Going through the entries below, tally the lines that hold the word "added" and state the result alone.

# # # # #

PR #1149, opened 2024-01-26
[FEATURE] Implement document validation before document is saved to database

beatrycze-volk:
Allow index documents only if their metadata contains document format and record identifier

This functionality can be extended for more mandatory fields without which document should be treated as incomplete and as such should not be inserted into database and SOLR Index.

### DIFF
--- a/Classes/Command/BaseCommand.php
+++ b/Classes/Command/BaseCommand.php
@@ -22,6 +22,7 @@ use Kitodo\Dlf\Domain\Repository\StructureRepository;
 use Kitodo\Dlf\Domain\Model\Collection;
 use Kitodo\Dlf\Domain\Model\Document;
 use Kitodo\Dlf\Domain\Model\Library;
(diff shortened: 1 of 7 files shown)


Classes/Validation/DocumentValidator.php
sebastian-meyer, line 1: Could you please fix the Codacy issues?

Classes/Command/BaseCommand.php
sebastian-meyer, line 1: There are some merge conflicts. Could you please resolve?

sebastian-meyer (changes requested):

sebastian-meyer (dismissed):

sebastian-meyer:
Following #1150 the config option needs to be renamed from `requiredMetadataFields` to `general.requiredMetadataFields`. I already did it in `ext_conf_template.txt` and the localization files while updating from `master`, but it still has to be done in the code.

sebastian-meyer (approved):

PR #1163, opened 2024-02-03
[MAINTENANCE] Fix some typos (most of them found by codespell)

stweil:


sebastian-meyer (approved):

sebastian-meyer:
Thank you for the corrections! I'll merge them all, although some of the changes (i. e. those to `jPlayer`) would need to be fixed upstream to not be reintroduced with the next dependency updates.

stweil:
The last release of jPlayer was ten years ago, the latest commit is from 2017, and my pull request to fix the typos (https://github.com/jplayer/jPlayer/pull/415) is from 2018. Therefore I don't expect that anything will be fixed there upstream.

I wonder whether we should look for a replacement with recent code. Sticking to ten year old software with two high severity and four moderate severity Dependabot alerts might be a bad idea.

PR #1164, opened 2024-02-03
[MAINTENANCE] Document function magicGetMetadataArray as a "magic" function

stweil:


stweil:
Removing `magicGetMetadataArray` causes one test case to fail:
```
There was 1 failure:

1) Kitodo\Dlf\Tests\Functional\Common\SolrIndexingTest::canIndexAndSearchDocument
Failed asserting that 0 matches expected 1.
```

So it is still used, although that is not so obvious.

stweil:
Okay, I found the reason. The function is one of the magic functions where it is not obvious that it is used. I updated the commit to add a comment which describes that.

sebastian-meyer (approved):

PR #1171, opened 2024-02-13
[MAINTENANCE] Suppress Codacy warnings for private methods...

stweil:
…  which are only used in a template


stweil:
The comments which are added in this commit hopefully suppress the Codacy warnings, but this cannot be tested in my personal fork.

sebastian-meyer (approved):

PR #1175, opened 2024-02-14
[SECURITY] Update dependencies to fix security issues (4.x branch)

sebastian-meyer:
This is kind of a double-edged sword: In order to enforce using only the newest TYPO3 ELTS versions, we would need to put those versions as dependencies in `composer.json`. But then all tests would fail, because those versions are not publicly available via `packagist.org`. On the other hand, if we put the latest publicly available versions in `composer.json` (as I did), Dependabot will (rightfully) complain about insecure dependencies...

(I've at least updated the dependencies in `README.md` to the latest ELTS versions.)


sebastian-meyer:
This also backports #1173 for the branch `4.x` in order to make the GitHub actions work again.

stweil (approved):
I did not test the changes, but they look good.

PR #1184, opened 2024-03-05
[BUGFIX] Add `sorting` key to metadata

### LINKED ISSUE #1183: [BUG] Metadata `sorting` value is `0` for every entry
## Description

The `sorting` key for the metadata entries is not set when setting up with the new tenant module. As a result moving a entry gives it a higher than 0 value and moves it to the end of the list.

This is not a big deal, but annoying. As a workaround the user needs to move every entry once to be able to set a custom sorting. 

## Screenshots and Examples

sorting-fin

csidirop:
See #1183 

I added the missing entries in [MetadataDefaults.php](https://github.com/csidirop/kitodo-presentation/blob/fix/metadatasorting/Resources/Private/Data/MetadataDefaults.php) and added a call in `addMetadataAction()` so that it is saved in the metadata object.
But it is not stored in the DB, where the value for the sorting key is still 0.

Any idea?

### DIFF
--- a/Classes/Controller/Backend/NewTenantController.php
+++ b/Classes/Controller/Backend/NewTenantController.php
@@ -248,6 +248,7 @@ class NewTenantController extends AbstractController
                 $newRecord->setIsFacet((int) $values['is_facet']);
                 $newRecord->setIsListed((int) $values['is_listed']);
                 $newRecord->setIndexAutocomplete((int) $values['index_autocomplete']);
+                $newRecord->setSorting((int) $values['sorting']);
 
                 if (is_array($values['format'])) {
                     foreach ($values['format'] as $format) {
--- a/Resources/Private/Data/MetadataDefaults.php
+++ b/Resources/Private/Data/MetadataDefaults.php
@@ -31,6 +31,7 @@ return [
         'is_facet' => 1,
         'is_listed' => 1,
         'index_autocomplete' => 0,
+        'sorting' => 1,
     ],
     'title' => [
         'format' => [
@@ -60,6 +61,7 @@ return [
         'is_facet' => 0,
         'is_listed' => 1,
         'index_autocomplete' => 1,
+        'sorting' => 2,
     ],
     'volume' => [
         'format' => [
@@ -79,6 +81,7 @@ return [
         'is_facet' => 0,
         'is_listed' => 1,
         'index_autocomplete' => 0,
+        'sorting' => 3,
     ],
     'date' => [
         'format' => [
@@ -98,6 +101,7 @@ return [
         'is_facet' => 0,
         'is_listed' => 1,
         'index_autocomplete' => 0,
+        'sorting' => 4,
     ],
     'author' => [
         'format' => [
@@ -122,6 +126,7 @@ return [
         'is_facet' => 1,
         'is_listed' => 1,
         'index_autocomplete' => 1,
+        'sorting' => 5,
     ],
     'place' => [
         'format' => [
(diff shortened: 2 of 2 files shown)


sebastian-meyer:
According to [documentation](https://docs.typo3.org/m/typo3/reference-tca/11.5/en-us/BestPractises/CommonFields.html#manual-sorting-in-the-backend) sorting should be handled by the DataHandler without any need for manually setting values in the database. It should be sufficient to set `sortby` in the TCA ([which we did](https://github.com/kitodo/kitodo-presentation/blob/master/Configuration/TCA/tx_dlf_metadata.php#L23)) and TYPO3 should do the rest. I have no idea why it doesn't work...

csidirop:
Okay, thanks for checking the documentation. Thats really weird than

beatrycze-volk:
> According to [documentation](https://docs.typo3.org/m/typo3/reference-tca/11.5/en-us/BestPractises/CommonFields.html#manual-sorting-in-the-backend) sorting should be handled by the DataHandler without any need for manually setting values in the database. It should be sufficient to set `sortby` in the TCA ([which we did](https://github.com/kitodo/kitodo-presentation/blob/master/Configuration/TCA/tx_dlf_metadata.php#L23)) and TYPO3 should do the rest. I have no idea why it doesn't work...

Currently DataHandler is not used to insert metadata. I was writing about it here https://github.com/kitodo/kitodo-presentation/issues/1147#issuecomment-1961467931 : 

> `Extbase` directly writes to the database, and thus bypasses `DataHandler`. `DataHandler` is actually the one which is responsible for the localization of records.

sebastian-meyer:
> `Extbase` directly writes to the database, and thus bypasses `DataHandler`. `DataHandler` is actually the one which is responsible for the localization of records.

But that's by choice, not by design, isn't it? I don't see a reason not to revert to using the `DataHandler` with `Extbase` (at least in backend context). The `DataHandler` is still available in TYPO3 v12. The old implementation (Extbase + DataHandler) can be seen here: https://github.com/kitodo/kitodo-presentation/blob/1ff03fc4c3ab4dfdc0102d5d98837f1e72f57103/Classes/Controller/NewTenantController.php

sebastian-meyer:
Oh, I just saw that you already suggested restoring the old method using the `DataHandler` in #1147... Sorry, I missed that!

But yes, I think that's the way we should proceed!

beatrycze-volk:
> But yes, I think that's the way we should proceed!

Ok, then I will revert it.

beatrycze-volk:
@csidirop As I'm still working on `DataHandler `usage and can't give the prediction when it will work (basic save works but no localization) ,I have found workaround for sorting problem: https://github.com/beatrycze-volk/kitodo-presentation/commit/6e02b6ec83eaf96f6bc1a7f0dbe6ca2335c2c3dc

It is necessary to add to `tx_dlf_metadata.php`:

```
        'sorting' => [
            'config' => [
                'type' => 'passthrough',
            ],
        ],
```

@sebastian-meyer Are you ok with this solution?

sebastian-meyer:
> It is necessary to add to `tx_dlf_metadata.php`:
> 
> ```
>         'sorting' => [
>             'config' => [
>                 'type' => 'passthrough',
>             ],
>         ],
> ```
> 
> @sebastian-meyer Are you ok with this solution?

Yes, that's fine! Thank you!

sebastian-meyer (approved):

sebastian-meyer:
Merging this as a temporary workaround (see #1209).

PR #1185, opened 2024-03-06
[BUGFIX] Fix search word highlighting

### LINKED ISSUE #1127: [BUG] Search word highlighting does not work (`tx_dlf[highlight_word]`)
## Description

With prior versions (~presentation v2?) there was a optical highlight for searched words in opened documents. This is missing in the last releases for at least presentation v3.4.3:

# # # # #

ANSWER SPACE - 2